The U.S. Supreme Court’s chief justice John Roberts shocked the nation when he essentially saved Obamacare in June.
Political pundits immediately hailed the chief justice as a “liberal hero.”
Others pointed out Roberts still demolished President Obama’s rationale for an insurance mandate by ruling that it was basically a tax.
Slate’s Jeff Shesol commented that everybody had a “collective crush on John Roberts” but said that lionization wouldn’t actually hold up after you read his opinion.
Sure, maybe the Republican-appointed Roberts might have gotten a few subtle digs against Obama.
However, Roberts’ decision to anger his own party by upholding the heart of healthcare reform shows he’s much more of a consensus-builder than the chief he replaced, the late William Rehnquist.

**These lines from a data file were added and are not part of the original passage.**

PR #186, opened 2026-06-02
Isolated Processes 8: Remove dependency on nix

marti4d:
The `nix` crate is barely used now that all this stuff has been rewritten in `libc` -- Let's deliver the final blow to it!

This actually makes life a lot easier on the Firefox side of things, because auditing new versions of the `nix` crate is awful -- The entire thing is practically nothing but `unsafe` code, and we have to audit the entire crate even if we only use a handful of functions from it because our approval affects the safety of everyone who uses our whitelist on `cargo vet`.

### DIFF
--- a/tests/linux_minidump_writer_soft_error.rs
+++ b/tests/linux_minidump_writer_soft_error.rs
@@ -58,7 +58,7 @@ fn soft_error_stream_content() {
                     }"
                 }
             ]},
-            {"SuspendThreadsErrors": [{"PtraceAttachError": [1234, "EPERM"]}]}
+            {"SuspendThreadsErrors": [{"PtraceAttachError": [1234, 1]}]}
         ]}),
         json!({"WriteSystemInfoErrors": [
             {"WriteCpuInformationFailed": {
--- a/tests/linux_minidump_writer_soft_error.rs
+++ b/tests/linux_minidump_writer_soft_error.rs
@@ -58,7 +58,7 @@ fn soft_error_stream_content() {
                     }"
                 }
             ]},
-            {"SuspendThreadsErrors": [{"PtraceAttachError": [1234, 1]}]}
+            {"SuspendThreadsErrors": [{"PtraceAttachError": [1234, libc::EPERM]}]}
         ]}),
         json!({"WriteSystemInfoErrors": [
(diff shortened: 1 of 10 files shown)


tests/linux_minidump_writer_soft_error.rs
```diff
@@ -58,7 +58,7 @@ fn soft_error_stream_content() {
                     }"
                 }
             ]},
-            {"SuspendThreadsErrors": [{"PtraceAttachError": [1234, "EPERM"]}]}
+            {"SuspendThreadsErrors": [{"PtraceAttachError": [1234, 1]}]}
```
gabrielesvelto: Why not `libc::EPERM`?

tests/ptrace_dumper.rs
```diff
@@ -188,8 +186,9 @@ fn linux_gate_mapping_id() {
 
 #[test]
 fn merges_mappings() {
-    let page_size = nix::unistd::sysconf(nix::unistd::SysconfVar::PAGE_SIZE).unwrap();
-    let page_size = std::num::NonZeroUsize::new(page_size.unwrap() as usize).unwrap();
+    let page_size = unsafe { libc::sysconf(libc::_SC_PAGESIZE) };
+    assert!(page_size > 0);
+    let page_size = std::num::NonZeroUsize::new(page_size as usize).unwrap();
```
gabrielesvelto: The `unwrap()` is redundant given you've already checked that `page_size` is positive, maybe do `NonZeroUsize::new_unchecked()`?

gabrielesvelto (approved):
LGTM, left just a couple of nits.

tests/linux_minidump_writer_soft_error.rs
marti4d: Lol good catch -- That was silly of me 😅

tests/ptrace_dumper.rs
marti4d: Honestly? Now that I look, I don't really think that the whole `NonZeroUsize` thing is really pulling its weight in this function anymore. When `nix` needed it, sure... But when we're directly calling `libc` ourselves now... Nah. It's better in interfaces than it is in the middle of a function. I just changed it to use raw `usize` now.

A recent biography called Rehnquist a “brilliant loner who used the court to advance his right-wing agenda.”
Roberts, on the other hand, seems eager to avoid that kind of legacy.

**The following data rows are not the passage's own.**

PR #187, opened 2026-06-12
Restore the linux ProcessReader API

afranchuk:
This API was added in #168 and is present in 0.12, however it was lost in #181. It is necessary for [Bug 2009827 - Use minidump-writer in place of the in-tree process_reader crate](https://bugzilla.mozilla.org/show_bug.cgi?id=2009827).


afranchuk:
Note that it would be better to move the ProcessReader stuff into a separate crate, however until we have time to do that (which will take a little effort as there is definitely some tangling in other code), this exposes what we need.

afranchuk:
@marti4d I can't add you as a reviewer, but take a look.

gabrielesvelto:
Ah yes, this was my mistake, but there's an extra angle to this: not only we need the interface but we need it to work with isolated processes too. If that's not possible we need to fold the annotation-reading code into the regular dumping process (potentially as a feature since we'd be the only ones interested in it).

gabrielesvelto:
Adding Chris as a reviewer.

marti4d:
Superseded by #188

In 2007, Roberts told the Atlantic’s Jeffrey Rosen that his ideal justice was Thurgood Marshall, who had a reputation for promoting collegiality on the court and discouraging justices from issuing separate opinions.
While the Obamacare opinion was indeed a split decision, Roberts still had to get several liberals on board with his decision to uphold the law as a tax and not a viable use of the government’s authority under the Commerce Cause of the Constitution.
By doing so, Roberts was able to save the court’s reputation and live up to promises he made during his confirmation hearings, UCLA law professor Adam Winkler wrote for the Huffington Post.
“Roberts’ decision was consistent with his confirmation hearings pledge to respect the co-equal branches of government, push for consensus, and reach narrow rulings designed to build broad coalitions on the court,” Winkler wrote.